Azkicker, if I just shorted out the Indiglo thing it might be ok cause if I bitch and complain to them, they might send me out a new one, but the backlighting of my gauges like the spedo and the tach is also out...but EVERYTHING else works...Im really confused.

EDIT: I kinda re-read my post, and Im not tryin to b a dick or anything, dont take it the wrong way, Im jus real pissed if I fucked up the new gauges within 12 hours of getting them.


----------



## xt_out (Jun 23, 2003)

when i was rewiring my taillights my dad and i accidentally blew a fuse. to make a long story short check the fuse box under your hood. there are soem more in there that might help you out although for your type of problem it seems like fuse would be in the box to the left of the steering wheel. ummm. good luck.


----------



## se7enty7 (Jun 18, 2002)

how about you not be a little punk and instead of bitching about how "they dont work" just PAY for new ones; considering you broke the ones you bought already.


----------



## Token Moron (Mar 28, 2003)

se7enty7 said:


> *how about you not be a little punk and instead of bitching about how "they dont work" just PAY for new ones; considering you broke the ones you bought already. *


not necessarily bitching......but for example, one time i bought some fog lights for my car from an online shop.......when i got them i tried to install them, i dropped on and the glass broke....i was PISSED! so i called the online place cuz i had talked to the owner several times and dealt directly with him, he told me to just ship them back to him and he would send me some new ones, and i did, i got the new ones, i just gave them to my dad for christmas...but sorry to hear about that Russia


----------



## azkicker0027 (May 31, 2002)

yeah, make sure of the fuses, and the next thing to it is the dimmer switch, that controls all backlighting and interior illumination.


----------



## Russia (Jul 24, 2003)

se7enty7 said:


> *how about you not be a little punk and instead of bitching about how "they dont work" just PAY for new ones; considering you broke the ones you bought already. *


Aight come on there man...relax in ur slacks max. First of all Im still 99% sure that I blew a fuse and I can rewire the gauges somewhere else and they will work...I dont think I messed them up, in case I did, I already talked to the manager from the place and he will replace them for me...chill bro, dont gotta jump at me.


----------



## Russia (Jul 24, 2003)

HAHAHA! YES! Well I figured out the problem, and fixed it. The problem was a blown fuse in the engine. I checked the fuse box inside and the relay box and was stumpped, the reason being is that my system circut breaker was mounted on top of the 3rd fuse box which I didnt see until I read up on it! So yea, I replaced the fuse, wired up the gauges and they look HOTT! 

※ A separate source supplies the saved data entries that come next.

PR #287, opened 2026-05-20
v2.0.0

sameerank:
### Breaking Changes

The `@datadog/openfeature-node-server` and `@datadog/openfeature-browser` packages now declare **exact versions** for their internal dependency on `@datadog/flagging-core`:

| Package | Before (v1.2.1) | After (v2.0.0) |
|---------|-----------------|----------------|
| `@datadog/openfeature-node-server` | `"@datadog/flagging-core": "^1.2.1"` | `"@datadog/flagging-core": "2.0.0"` |
| `@datadog/openfeature-browser` | `"@datadog/flagging-core": "^1.2.1"` | `"@datadog/flagging-core": "2.0.0"` |

### Why a Major Bump?

Users of `dd-trace-js` v5.89.0 through v5.102.0 have `"@datadog/openfeature-node-server": "^1.1.x"` in their dependency tree, which currently resolves to v1.2.1 with loose internal `^` versioning.

A major version ensures these users must explicitly opt-in to the new versioning scheme and won't accidentally receive future flagging-core updates through the loose caret constraint.

### dd-trace-js Dependency History

| dd-trace version | openfeature-node-server dep | Notes |
|------------------|---------------------------|-------|
| v5.72.0 - v5.78.0 | `"0.1.0-preview.x"` | Exact (pinned) |
| v5.79.0 - v5.88.0 | `"^0.2.0"` to `"^0.3.3"` | Caret, but won't resolve to 1.x |
| **v5.89.0 - v5.102.0** | `"^1.1.0"` to `"^1.1.2"` | **Caret - resolves to 1.2.1** |
| v5.103.0+ | `"1.1.2"` | Exact (pinned) |

### Changes

- chore: pin exact versions for internal dependencies ([#283](https://github.com/DataDog/openfeature-js-client/pull/283))
- ci: add npm compatibility smoke test ([#282](https://github.com/DataDog/openfeature-js-client/pull/282))

### Code Diff

https://github.com/DataDog/openfeature-js-client/compare/v1.2.1...v2.0.0

### Checklist

- [x] Version bumped via `yarn release`
- [x] CHANGELOG.md updated
- [ ] Create GitHub Release after merge (tag: `v2.0.0`)

### DIFF
--- a/CHANGELOG.md
+++ b/CHANGELOG.md
@@ -6,6 +6,27 @@
 
 ---
 
+## v2.0.0
+
+**Breaking Changes:**
+
+- chore: pin exact versions for internal dependencies ([#283](https://github.com/DataDog/openfeature-js-client/pull/283))
+
+  The `@datadog/openfeature-node-server` and `@datadog/openfeature-browser` packages now declare **exact versions** for their internal dependency on `@datadog/flagging-core`:
+
+  | Package                            | Before (v1.2.1)                      | After (v2.0.0)                      |
+  | ---------------------------------- | ------------------------------------ | ----------------------------------- |
+  | `@datadog/openfeature-node-server` | `"@datadog/flagging-core": "^1.2.1"` | `"@datadog/flagging-core": "2.0.0"` |
+  | `@datadog/openfeature-browser`     | `"@datadog/flagging-core": "^1.2.1"` | `"@datadog/flagging-core": "2.0.0"` |
+
+  **Why a major bump?**
+
+  Users of `dd-trace-js` v5.89.0 through v5.102.0 have `"@datadog/openfeature-node-server": "^1.1.x"` in their dependency tree, which resolves to v1.2.1 with loose internal versioning. A major version ensures these users must explicitly opt-in to the new versioning scheme.
+
+**Internal Changes:**
+
+- ci: add npm compatibility smoke test ([#282](https://github.com/DataDog/openfeature-js-client/pull/282))
+
 ## v1.2.0
 
 **Internal Changes:**
--- a/lerna.json
+++ b/lerna.json
@@ -1,6 +1,6 @@
 {
   "npmClient": "yarn",
-  "version": "1.2.1",
+  "version": "2.0.0",
   "command": {
     "version": {
       "exact": true
--- a/packages/browser/package.json
+++ b/packages/browser/package.json
@@ -1,6 +1,6 @@
 {
   "name": "@datadog/openfeature-browser",
-  "version": "1.2.1",
+  "version": "2.0.0",
   "description": "Browser-specific bindings for OpenFeature (wraps @datadog/openfeature-core)",
   "license": "Apache-2.0",
   "homepage": "https://github.com/DataDog/openfeature-js-client#readme",
@@ -45,7 +45,7 @@
   },
   "dependencies": {
     "@datadog/browser-core": "^6.33.0",
-    "@datadog/flagging-core": "^1.2.1"
+    "@datadog/flagging-core": "2.0.0"
   },
   "peerDependencies": {
     "@openfeature/core": "^1.9.2",
--- a/packages/core/package.json
+++ b/packages/core/package.json
@@ -1,6 +1,6 @@
 {
   "name": "@datadog/flagging-core",
-  "version": "1.2.1",
+  "version": "2.0.0",
   "description": "Runtime-agnostic flag-evaluation logic for Datadog Flagging",
   "license": "Apache-2.0",
   "repository": {
--- a/packages/node-server/package.json
+++ b/packages/node-server/package.json
@@ -1,6 +1,6 @@
 {
   "name": "@datadog/openfeature-node-server",
-  "version": "1.2.1",
+  "version": "2.0.0",
   "description": "Node.js server bindings for OpenFeature (wraps @datadog/flagging-core)",
   "license": "Apache-2.0",
   "homepage": "https://github.com/DataDog/openfeature-js-client#readme",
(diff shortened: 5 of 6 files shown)


CHANGELOG.md
```diff
@@ -6,6 +6,27 @@
...
+  The `@datadog/openfeature-node-server` and `@datadog/openfeature-browser` packages now declare **exact versions** for their internal dependency on `@datadog/flagging-core`:
+
+  | Package                            | Before (v1.2.1)                      | After (v2.0.0)                      |
+  | ---------------------------------- | ------------------------------------ | ----------------------------------- |
+  | `@datadog/openfeature-node-server` | `"@datadog/flagging-core": "^1.2.1"` | `"@datadog/flagging-core": "2.0.0"` |
+  | `@datadog/openfeature-browser`     | `"@datadog/flagging-core": "^1.2.1"` | `"@datadog/flagging-core": "2.0.0"` |
+
+  **Why a major bump?**
+
+  Users of `dd-trace-js` v5.89.0 through v5.102.0 have `"@datadog/openfeature-node-server": "^1.1.x"` in their dependency tree, which resolves to v1.2.1 with loose internal versioning. A major version ensures these users must explicitly opt-in to the new versioning scheme.
```
greghuels, line 24: I don't think this meets SEMVER's criteria for a major change. The pinned versions are within the previous version ranges, so we don't need to signal breaking API compatibility. I'd use 1.3.0 for this.

sameerank: The caret in the dependency unfortunately means that a minor bump isn't safe for internally consistent versions

With v1.3.0 release (`flagging-core` 1.3.0 also published):
- User stays on `openfeature-node-server` 1.2.1 (lockfile)
- v1.2.1 has `"@datadog/flagging-core": "^1.2.1"` (loose)
- `^1.2.1` resolves to `flagging-core` 1.3.0
- Result: `openfeature-node-server` 1.2.1 + `flagging-core` 1.3.0 (mismatch)

With v2.0.0 release (`flagging-core` 2.0.0 also published):
- User stays on `openfeature-node-server` 1.2.1 (lockfile)
- v1.2.1 has `"@datadog/flagging-core": "^1.2.1"` (loose)
- ^1.2.1 does NOT match 2.0.0 (major bump)
- Result: `openfeature-node-server` 1.2.1 + `flagging-core` 1.2.1 (consistent)

sameerank: Perhaps a question for @typotter who added lerna in https://github.com/DataDog/openfeature-js-client/pull/9:

We are currently internally fixing versioning (all packages share the same version). Are you open to us switching to independent versioning? https://lerna.js.org/docs/features/version-and-publish#versioning-strategies

- `@datadog/flagging-core` - stay at 1.2.1 (no new release)
- `@datadog/openfeature-node-server` - 1.3.0 with `"@datadog/flagging-core": "1.2.1"` (pinned)
- `@datadog/openfeature-browser` - 1.3.0 with `"@datadog/flagging-core": "1.2.1"` (pinned)

This seems cleaner, with the tradeoff being that we have to do independent versioning going forward, but the docs indicate that we could just leave this to lerna by updating the `lerna.json`

```
{
  "version": "independent",
  "command": { "version": { "exact": true } }
}
```

greghuels: I think a v2.0.0 release is better than independent versioning. There are a lot of advantages to ensuring versions stay consistent when considering release notes and understanding which features are available in which versions.

greghuels (approved):
You might want to see if there's anything else breaking that might be a good opportunity to add to this release. But either way, I'm good with using v2.0.0.

CHANGELOG.md
dd-oleksii: Client and server libraries have a disjoint set of features, so having a shared version does not help at all. Client and server libraries also have different status: client is a public library, while server one is an internal'ish dependency of dd-trace. Having a shared version requires us bumping client version when nothing changed, including causing users go through a major bump for no reason.

greghuels: > Client and server libraries have a disjoint set of features

If we're going to treat them as disjoint, we might consider separate repositories with separate release notes. The reason I kept node in the same repo is because if we ever add more advanced stats features like contextual bandits, there would be a lot of code sharing happening between the libraries.

dd-oleksii: > if we ever add more advanced stats features like contextual bandits, there would be a lot of code sharing happening between the libraries

Bandits would get precomputed on edge. I don't think we'll get much sharing until we add dynamic evaluation to client sdk

typotter: > Are you open to us switching to independent versioning?

Yes, absolutely if it makes things easier. The fixed versioning is an artifact of moving fast early on and copying a lot from how the rum SDK package hierarchy is set up.

greghuels: It looks like [emotion's tagging system](https://github.com/emotion-js/emotion/tags) would keep things organized if we choose to go down that route.

sameerank: The consensus sounds like we’re open to trying independent versioning.

At the moment, I think it would be preferable to not force a major bump on customers for a bug fix. Also this approach to pin the `flagging-core` dependency would only be temporary. Any future changes to `flagging-core` will require bumping it to `2.0.0`, since users on `openfeature-node-server@1.2.1` would still pull new 1.x versions via the `^1.2.1` constraint. However, we can at least save the major bump for a more appropriate situation.

I’m going to 
1. close this PR
2. open a new PR for an independent versioning (including emotion-style tags) release workflow https://github.com/DataDog/openfeature-js-client/pull/288
3. and then we can do a 1.3.0 release with independent versioning

PR #292, opened 2026-05-22
Release openfeature-browser and openfeature-node-server v1.3.0

sameerank:
## Summary

Pin internal `@datadog/flagging-core` dependency to exact version `1.2.1` and bump `@datadog/openfeature-browser` and `@datadog/openfeature-node-server` to v1.3.0.

## Motivation

This is the first stable release with the serialId feature:
- **1.2.0**: Broken due to yarn syntax issues
- **1.2.1**: Introduced loose dependencies (`^1.2.1`) which prevents safely releasing updates to flagging-core
- **1.3.0**: First stable release with exact dependency pinning

## Changes

- `packages/browser/package.json`: Pin `@datadog/flagging-core` to `1.2.1`, bump version to `1.3.0`
- `packages/node-server/package.json`: Pin `@datadog/flagging-core` to `1.2.1`, bump version to `1.3.0`
- `yarn.lock`: Updated to reflect exact versions
- `CHANGELOG.md`: Added v1.3.0 entry

## Next Steps

After merge, create GitHub releases for:
- `@datadog/openfeature-browser@1.3.0`
- `@datadog/openfeature-node-server@1.3.0`

### DIFF
--- a/packages/browser/package.json
+++ b/packages/browser/package.json
@@ -45,7 +45,7 @@
   },
   "dependencies": {
     "@datadog/browser-core": "^6.33.0",
-    "@datadog/flagging-core": "^1.2.1"
+    "@datadog/flagging-core": "1.2.1"
   },
   "peerDependencies": {
     "@openfeature/core": "^1.9.2",
--- a/packages/browser/package.json
+++ b/packages/browser/package.json
@@ -1,6 +1,6 @@
 {
   "name": "@datadog/openfeature-browser",
-  "version": "1.2.1",
+  "version": "1.3.0",
   "description": "Browser-specific bindings for OpenFeature (wraps @datadog/openfeature-core)",
   "license": "Apache-2.0",
   "homepage": "https://github.com/DataDog/openfeature-js-client#readme",
--- a/packages/node-server/package.json
+++ b/packages/node-server/package.json
@@ -36,7 +36,7 @@
     "typecheck": "tsc --noEmit"
   },
   "dependencies": {
-    "@datadog/flagging-core": "^1.2.1"
+    "@datadog/flagging-core": "1.2.1"
   },
   "peerDependencies": {
     "@openfeature/server-sdk": ">=1.15.1"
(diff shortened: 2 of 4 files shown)


packages/browser/package.json
```diff
@@ -1,6 +1,6 @@
 {
   "name": "@datadog/openfeature-browser",
-  "version": "1.2.1",
+  "version": "1.3.0",
```
sameerank, line 3: Now with independent versioning, it's not strictly required to bump browser too, but it seemed like a good idea to publish a version without the `"@datadog/flagging-core": "^1.2.1"` dependency

packages/node-server/package.json
```diff
@@ -1,6 +1,6 @@
 {
   "name": "@datadog/openfeature-node-server",
-  "version": "1.2.1",
+  "version": "1.3.0",
```
dd-oleksii, line 3: we need 2.0.0 for server, no?

packages/browser/package.json
dd-oleksii: 1.2.2 is better for this than 1.3.0

packages/node-server/package.json
sameerank: Hmm, I thought the concern was with `"@datadog/flagging-core": "^1.2.1"`: that the next release of `flagging-core` will need to be a major version to ensure no impact to anyone on `node-server@1.2.1` with the loose dependency to `flagging-core` in their lock file. And independent versioning frees us from having to do that update since we can pin `flagging-core` without also needing to also increment its version to satisfy the old approach of uniform fixed versioning.

It doesn't hurt to do a major bump to `node-server` since it's internal, although I'm having trouble understanding the reason for it 🤔

packages/browser/package.json
sameerank: With my understanding of how independent versioning works, I think `node-server` could be a patch update too

sameerank:
Based on the feedback above, closing in favor of https://github.com/DataDog/openfeature-js-client/pull/293

packages/node-server/package.json
dd-oleksii: Because old dd-trace versions have unpinned dependency on @datadog/openfeature-node-server

PR #317, opened 2026-06-22
Align Node.js flagevaluation EVP metadata

leoromanovsky:
## Motivation

Node.js server-side flag-evaluation EVP delivery depends on the OpenFeature node-server package providing accurate evaluation metadata to `dd-trace-js`. Customers need Node.js evaluations to land in the same backend `flagevaluation` signal as the other SDKs, and APM needs that signal to reflect evaluation time, runtime-default behavior, and bounded context consistently across runtimes.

Its actually a really good feeling to work on your own car, mess up, fix it and get everything right in the end. Thanks for all ur help guys.


----------



## whiteb14 (Jul 7, 2002)

shit... u better post some pics


----------



## Russia (Jul 24, 2003)

I will...Im gonna take some tommorow, I jus have to paint this last lil piece that goes on the dash to make it look complete 

I jus ordered matching gauges for the tach and spedo and shit too, and a silver bezel, and Im gonna paint that surround white in a few weeks...then the interior will b mostly complete.


----------



## Token Moron (Mar 28, 2003)

Russia said:


> *Its actually a really good feeling to work on your own car, mess up, fix it and get everything right in the end. Thanks . *


actually, its a better feeling if u dont mess up.....it makes u feel like u know what youre doing  


but if u do mess up and fix it at the end, it gives u that good feeling inside like "damn, good thing i didnt fuck anything up!"

haha


----------



## Russia (Jul 24, 2003)

hahaha...tru that, thats exactly what I was thinking...Im glad I didnt fuck anything up!


----------



## xt_out (Jun 23, 2003)

AjRaCeR805 said:


> *actually, its a better feeling if u dont mess up.....it makes u feel like u know what youre doing
> 
> 
> but if u do mess up and fix it at the end, it gives u that good feeling inside like "damn, good thing i didnt fuck anything up!"
> ...


my thoughts exactly.....

so anyways, do i win the cookie for being the first to tell him about the fuses in the engine bay on my previous post?


----------



## Russia (Jul 24, 2003)




----------



## pearl200sxse (Jun 14, 2003)

MINE KEEP FLICKERING ON AND OFF, SOMETIMES THEY DONT COME ON. I HAD TO RETURN 2 SETS TO NISKNACKS BESAUSE OF A FAULTY POWER INVERTER. ITS HAPPENING AGAIN......


----------



## Russia (Jul 24, 2003)

Dude, if they are flickering that means u have the WIRES BACKWARDS!!!! Thats how I was told to test which wire is which! If they flicker switch the wires around, if they come on, you got the right once! Dude! DONT LET THAT SHIT FLCIKER! THEY WILL BURN OUT! Switch the wires! Hurry up! Haha.


----------



## Slayer2003 (Jun 4, 2003)

yah, i think i told someone that if ya put the wires backwards, they do come on, but they'll flicker.......and eventually burn out the inverter...........flip the wires, should be fine....


----------



## Russia (Jul 24, 2003)

Hmm....I wonder who you told that? Whoever u did is a fuggin dumbass!


----------